The current generation of gaming mice announce 1600 to 2500 "dpi" precision, using laser light, three or more times the number 18×18=324 of CCDs, and up to 6000 frames/sec, with a corresponding price multiplier.   Our algorithm achieves at least the same ≈1/100 mm precision, with at most the addition of a custom chip.
It is likely that a custom chip will in fact be needed.   A single iteration step of our current (completely unoptimised) implementation takes about 5 milliseconds on a 2.66GHz Intel XEON, and we are currently using four iterations per frame.   At kHz frame rates, we need to be twenty times faster.   Code optimisation will provide some of this, as will experiments to show how few images and how few polynomial coefficients can suffice for good results, using real data.   The algorithm, moreover, is straightforward to parallelise (the matrix entries corresponding to each polynomial coefficient can be handled separately, as can entries comparing different images to the reference one, without limiting the options for vector pipelining).   It is thus a standard development task to create a data flow chip that can sustain it at kHz frame rates.   Quantity production can then limit the unit cost.

Conclusions

Our algorithm fits a motion-descriptor to all the data (not just selected features) of a short sequence of images from a CCD camera array.   It achieves sub-pixel precision in motion reporting, and includes rotational data, which can be used both for its own value and to make the reported 'sideways' and 'forwards' directions consistent within a motion of the mouse.   It is highly parallelisable, allowing implementation on a chip that can process a flow of images at the 1kHz necessary for a 1mm-window optical mouse.   No hardware change in an existing optical mouse, other than the introduction of such a chip, is necessary.  The existing production line for a mouse with any of the different form factors, button configuration, etc., can thus be used without retooling or an increase in cost.

This appears to be an excellent sensor algorithm on which to base the hardware for
  • a high-precision, economic XY  mouse

  • a consistent-direction XY  mouse, improving usability of now-existing XY  based software.

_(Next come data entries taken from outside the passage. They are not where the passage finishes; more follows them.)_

PR #2460, opened 2022-11-15
add support for tsa signing and verification of images

hectorj2f:

#### Summary

In relation to https://github.com/sigstore/cosign/issues/2331, this PR adds support for image signing and verification using a RFC3161 time-stamping server **instead** of the transparency log.

NOTE: Rekor and TSA cannot be used together for the moment.

For testing purposes, we have integrated using https://github.com/sigstore/timestamp-authority. So we expect you to run a TSA server for testing:

```
$ curl http://localhost:3000/api/v1/timestamp/certchain > ts_chain.pem

$ cosign sign <YOUR_IMAGE> --tlog-upload=false --timestamp-server-url=http://localhost:3000

$ cosign verify <YOUR_IMAGE> --timestamp-server-url=http://localhost:3000 --timestamp-cert-chain=ts_chain.pem
```

#### Release Note

Add support for signing images using a RFC3161 time-stamping server


hectorj2f:
@priyawadhwa @haydentherapper I am considering to rename any reference of TSABundle to 3161Timestamp. Any thoughts ?.

pkg/cosign/verify.go
```diff
@@ -928,6 +946,43 @@ func VerifyBundle(ctx context.Context, sig oci.Signature, rekorClient *client.Re
...
+	} else if bundle == nil {
+		return false, nil
+	}
+
+	b64Sig, err := sig.Base64Signature()
+	if err != nil {
+		return false, fmt.Errorf("reading base64signature: %w", err)
+	}
+
+	fmt.Println("Verifying TSA Bundle")
```
hectorj2f, line 962: Perhaps we want to avoid printing this message (it will be printed per validated signature).

znewman01: If you have it, it should go to STDERR

pkg/cosign/verify.go
```diff
@@ -928,6 +946,43 @@ func VerifyBundle(ctx context.Context, sig oci.Signature, rekorClient *client.Re
...
+	}
+	certPool := x509.NewCertPool()
+	ok := certPool.AppendCertsFromPEM(pemBytes)
+	if !ok {
+		return false, fmt.Errorf("error parsing response into Timestamp while appending certs from PEM")
+	}
+
+	err = tsaverification.VerifyTimestampResponse(bundle.SignedRFC3161Timestamp, bytes.NewReader(sigBytes), certPool)
+	if err != nil {
+		return false, fmt.Errorf("unable verifyTSRWithPEM: %w", err)
```
hectorj2f, line 980: I need to fix this error msg.

cmd/cosign/cli/sign/sign.go
```diff
@@ -231,7 +234,16 @@ func signDigest(ctx context.Context, digest name.Digest, payload []byte, ko opti
 	if sv.Cert != nil {
 		s = ifulcio.NewSigner(s, sv.Cert, sv.Chain)
 	}
-	if ShouldUploadToTlog(ctx, ko, digest, ko.SkipConfirmation, tlogUpload) {
+
+	// TODO: For the moment you can only use the timestamped service OR the transparency log.
+	if ko.TSAServerURL != "" {
```
haydentherapper, line 239: I would prefer to support both and not have this as a TODO. Timestamps are simply a way to have a third-party provide time, but don't provide transparency. Having this as a TODO risks changing the security model of Sigstore.

Following the existing code, can we have the `tsa.NewSigner` be wrapped by `irekor.NewSigner`?

cc @asraa

cmd/cosign/cli/options/verify.go
```diff
@@ -76,6 +79,12 @@ func (o *VerifyOptions) AddFlags(cmd *cobra.Command) {
 
 	cmd.Flags().BoolVar(&o.LocalImage, "local-image", false,
 		"whether the specified image is a path to an image saved locally via 'cosign save'")
+
+	cmd.Flags().StringVar(&o.TSAServerURL, "timestamp-server-url", "",
+		"url to a timestamp RFC3161 server, default none")
+
+	cmd.Flags().StringVar(&o.TSACertChainPath, "timestamp-cert-chain", "",
```
haydentherapper, line 86: Can you clarify that this should contain the entire chain from the TSA certificate leaf at index 0 to the root at index n

internal/pkg/cosign/tsa/signer.go
```diff
@@ -0,0 +1,137 @@
...
+	tsaclient "github.com/sigstore/timestamp-authority/pkg/generated/client"
+	ts "github.com/sigstore/timestamp-authority/pkg/generated/client/timestamp"
+)
+
+func GetTimestampedSignature(sigBytes []byte, tsaClient *tsaclient.TimestampAuthority) ([]byte, error) {
+	requestBytes, err := createTimestampAuthorityRequest(sigBytes, crypto.SHA256, "")
+	if err != nil {
+		return nil, err
+	}
+	fmt.Println("Calling TSA authority ...")
```
haydentherapper, line 45: Remove?

internal/pkg/cosign/tsa/signer.go
```diff
@@ -0,0 +1,137 @@
...
+	params := ts.NewGetTimestampResponseParams()
+	params.SetTimeout(time.Second * 30)
```
haydentherapper, line 47: Can we reduce this, this seems like a long timeout?

internal/pkg/cosign/tsa/signer.go
```diff
@@ -0,0 +1,137 @@
...
+		return nil, fmt.Errorf("unable to get the response: %w", err)
+	}
+
+	// validate that timestamp is parseable
+	ts, err := timestamp.ParseResponse(respBytes.Bytes())
+	if err != nil {
+		return nil, err
+	}
+
+	fmt.Fprintln(os.Stderr, "Timestamp authority entry created with time:", ts.Time)
```
haydentherapper, line 62:
```suggestion
	fmt.Fprintln(os.Stderr, "Timestamp fetched with time: ", ts.Time)
```

internal/pkg/cosign/tsa/signer.go
```diff
@@ -0,0 +1,137 @@
...
+		return nil, nil, err
+	}
+
+	return newSig, pub, nil
+}
+
+func createTimestampAuthorityRequest(artifactBytes []byte, hash crypto.Hash, policyStr string) ([]byte, error) {
+	reqOpts := &timestamp.RequestOptions{
+		Hash:         hash,
+		Certificates: true, // if the timestamp response should contain a certificate chain
```
haydentherapper, line 110:
```suggestion
		Certificates: true, // if the timestamp response should contain the timestamp certificate
```

haydentherapper: small nit, the chain is not included, only the leaf

internal/pkg/cosign/tsa/signer_test.go
```diff
@@ -0,0 +1,95 @@
...
+		t.Fatalf("cosign.GeneratePrivateKey() failed: %v", err)
+	}
+	s, err := signature.LoadECDSASignerVerifier(priv, crypto.SHA256)
+	if err != nil {
+		t.Fatalf("signature.LoadECDSASignerVerifier(key, crypto.SHA256) failed: %v", err)
+	}
+	return s
+}
+
+func TestSigner(t *testing.T) {
```
haydentherapper, line 48: Nice tests!

pkg/cosign/verify.go
```diff
@@ -928,6 +946,43 @@ func VerifyBundle(ctx context.Context, sig oci.Signature, rekorClient *client.Re
...
+	}
+
+	return true, nil
```
haydentherapper, line 983: We also need to verify the certificate expiration as part of verification, like what we do in the rekor bundle - https://cs.github.com/sigstore/cosign/blob/44a7117e0cee495a163c92e9f347efb2d9b747c7/pkg/cosign/verify.go#L907

pkg/cosign/verify.go
```diff
@@ -674,6 +683,15 @@ func verifyInternal(ctx context.Context, sig oci.Signature, h v1.Hash,
 			return bundleVerified, err
 		}
 	}
+	// TODO: Verify TSA only and return the result with the tsa bundle
```
haydentherapper, line 686: Like what I mentioned above, the timestamp augments the Rekor bundle rather than supplants it. It's a way to fetch a timestamp from another source. I'd like the verification flow to look more like what's been done in verifyblob, but we should do that refactor outside of this PR imo. For now, I'd propose something like:
* Add in TS verification and check certificate expiration in VerifyTSABundle
* If verification fails, exit
* If succeeds, pass a flag to `VerifyBundle` that says "don't check the timestamp" ([here](https://cs.github.com/sigstore/cosign/blob/44a7117e0cee495a163c92e9f347efb2d9b747c7/pkg/cosign/verify.go?q=verifybundle+org%3Asigstore#L907)) since it was already checked during TS verification. And also [here](https://cs.github.com/sigstore/cosign/blob/44a7117e0cee495a163c92e9f347efb2d9b747c7/pkg/cosign/verify.go?q=tlogValidateCertificate+org%3Asigstore#L462) when calling Rekor online, we don't need to check expiration if the TS is valid and expiration passes

I think we should still check Rekor/bundle if a timestamp is provided, unless we add flags to control this behavior to skip a Rekor check.

cc @asraa

haydentherapper (changes requested):

cmd/cosign/cli/options/verify.go
```diff
@@ -132,6 +141,9 @@ type VerifyBlobOptions struct {
 	Rekor               RekorOptions
 	Registry            RegistryOptions
 	CommonVerifyOptions CommonVerifyOptions
+
+	TSAServerURL     string
```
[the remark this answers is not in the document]
hectorj2f: I was doubting to add these flags without supporting its functionality for the other verify commands.

internal/pkg/cosign/tsa/signer.go
hectorj2f: I believe this is the default timeout value used by the timestamp-cli.

cmd/cosign/cli/sign/sign.go
hectorj2f: @haydentherapper @asraa Could we add support for both as part of a follow-up PR ? Likewise I will advocate for supporting the TSA as an alternative to the tlog. Some users may not want transparency.

internal/pkg/cosign/tsa/signer.go
haydentherapper: We should update that too. For the sigstore TSA we'll aim for <1s p99s, for third parties, <10 or <5 should be reasonable

cmd/cosign/cli/options/verify.go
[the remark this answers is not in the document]
priyawadhwa: i'm pretty sure all verify commands end up calling `verifyInternal` where the actual TSA verification happens, so adding in the flags should just work!

cmd/cosign/cli/sign/sign.go
haydentherapper: As long as the follow up is before we cut a new release, sure. Is it a large change to support both? I would have thought we could support both by just wrapping the tsa signer in the rekor signer struct.

If a user doesn't want to use the transparency log, that should be controlled via an explicit flag (`tlog-upload`) rather than the usage of timestamping. I just want to make sure we're clear on the messaging and security model for Sigstore, that timestamping provides an alternative to how to verify expiration of a certificate. Rekor currently plays two roles, transparency and timestamping, so using a TSA only changes the second. 

There should be a limited number of reasons to not use Rekor - private artifacts are the main one. Otherwise, you really should be uploading entries to Rekor.

priyawadhwa: > There should be a limited number of reasons to not use Rekor - private artifacts are the main one. Otherwise, you really should be uploading entries to Rekor.

+1. We should still support this use case though. We can default to using the TSA+Rekor together, and provide an opt-in flag for folks who want to sign private artifacts and verify against the TSA but not Rekor.  I think because of this use case it's more logical to have a separate TSA signer/verifier than to wrap it into Rekor. 

> Could we add support for both as part of a follow-up PR ?

sounds good! as a reviewer I definitely prefer lots of smaller PRs :) there's no plan to cut any releases at the moment so should be fine.

asraa: This all sounds good to me: I think everyone laid it out right. We can support TSA+Rekor, with a control knob on removing hte Rekor upload.

For verification, we can start verifying TSA's on conditional requirements, soon always validating them in the long tail. The verification flow will look the same, we still will use a Rekor promise of inclusion offline, but instead use the verified TSA as the time check.

pkg/cosign/verify.go
asraa: +1 I think if we should still verify the Rekor bundle. Feel free to followup with a flag to control this behavior (--skip-tlog-verify)

hectorj2f: Yes, blob support will be done as part of a different PR.

I'll add that `skip-tlog-verify` flag as part of a follow-up PR.

cmd/cosign/cli/sign/sign.go
hectorj2f: I extracted the following list of action items as result of this thread:

* Add support for **TSA and Rekor together**.
* Users could rely on **TSA-only** whenever they set `--tlog-upload=false`. We'll add a warning message and documentation about the limitations of using the timestamp verification **instead** of the tlog verification.
* Add a **`--skip-tlog-verify`** flag to our **`cosign verify*`** commands to skip the tlog verification done by default.

internal/pkg/cosign/tsa/signer_test.go
hectorj2f: Thanks 🦾

pkg/cosign/verify.go
hectorj2f: I added support for checking the certificate expiration although I thought we could also have some helper functions in the timestamp-authority to run these validations (meaning the cert and timestamp.Time). wdyt ?

internal/pkg/cosign/tsa/signer.go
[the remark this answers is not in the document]
hectorj2f: I removed it. It looks bad when verifying multiple signatures for one image.

hectorj2f:
@haydentherapper @priyawadhwa I've addressed all your comments. Please, have a look.

On the other hand I have a list of actions items to tackle in a different PR https://github.com/sigstore/cosign/pull/2460#discussion_r1023190745.

pkg/cosign/verify.go
```diff
@@ -928,6 +947,58 @@ func VerifyBundle(ctx context.Context, sig oci.Signature, rekorClient *client.Re
...
+
+	sigBytes, err := base64.StdEncoding.DecodeString(b64Sig)
+	if err != nil {
+		return false, fmt.Errorf("reading DecodeString: %w", err)
+	}
+	pemBytes, err := os.ReadFile(filepath.Clean(tsaCertChainPath))
+	if err != nil {
+		return false, fmt.Errorf("error reading certification chain path file: %w", err)
+	}
+	certPool := x509.NewCertPool()
```
haydentherapper, line 976: Can you add a TODO to make sure we update this logic once we finish https://github.com/sigstore/timestamp-authority/issues/121, because this isn't a sufficient check (since this sets the leaf as a the "trusted" cert)

pkg/cosign/verify.go
```diff
@@ -928,6 +947,58 @@ func VerifyBundle(ctx context.Context, sig oci.Signature, rekorClient *client.Re
...
+	cert, err := sig.Cert()
+	if err != nil {
+		return false, err
+	}
+
+	sigBytes, err := base64.StdEncoding.DecodeString(b64Sig)
+	if err != nil {
+		return false, fmt.Errorf("reading DecodeString: %w", err)
+	}
+	pemBytes, err := os.ReadFile(filepath.Clean(tsaCertChainPath))
```
haydentherapper, line 972: Can you have a TODO to support certs from TUF? Just to make sure we come back to this once we spin up a timestamp server

haydentherapper (commented):
LGTM

pkg/cosign/verify.go
hectorj2f: Done

pkg/cosign/verify.go
hectorj2f: Done

priyawadhwa (approved):
nice!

  • a `mushaca' mouse, improving usability of now-existing XY+scroll  based software,
    and enabling a new generation of user interactions in 2D and 3D.
 

References

  1. Agilent sensor spec
  2. Agilent white paper
  3. Engelbart D G, X-Y Position Indicator for a Display System, US Patent 3,541,541, issued 19 Nov. 1970.
  4. Kirsch, S, US patents 4,364,035 (1982), 4,390,873 (1983), 4,546,347 (1985).
  5. Open Computer Vision library.
  6. Poston T & Srikanth M, [2005], Computer Input Device Enabling Three Degrees of Freedom and Related Input and Feedback Methods.
  7. Poston T, Srikanth M B, Dinpuii H K Fente, 3D manipulation with a 3DOF mouse, in preparation.
  8. Poston T, Srikanth M B, [2006] Using a mouse that reports consistent-direction translation, and rotation,in preparation.
  9. [URL for the mushaca web presence]
  10. MacKenzie I S, Soukoreff W R, & Pal C, A two-ball mouse affords three degrees of freedom, in Extended Abstracts of the CHI '97 Conference on Human Factors in Computing Systems, ACM, 1997, 303–304.
  11. Bohn D, Pointing device having rotational sensing mechanisms, US Patent No. 5,561,445.
  12. Zhai S & MacKenzie I S, Teaching old mice new tricks: Innovations in computer mouse design, Proc. Ergon-Axia '98 — the First World Congress on Ergonomics for Global Quality and Productivity, 80–83, 1998.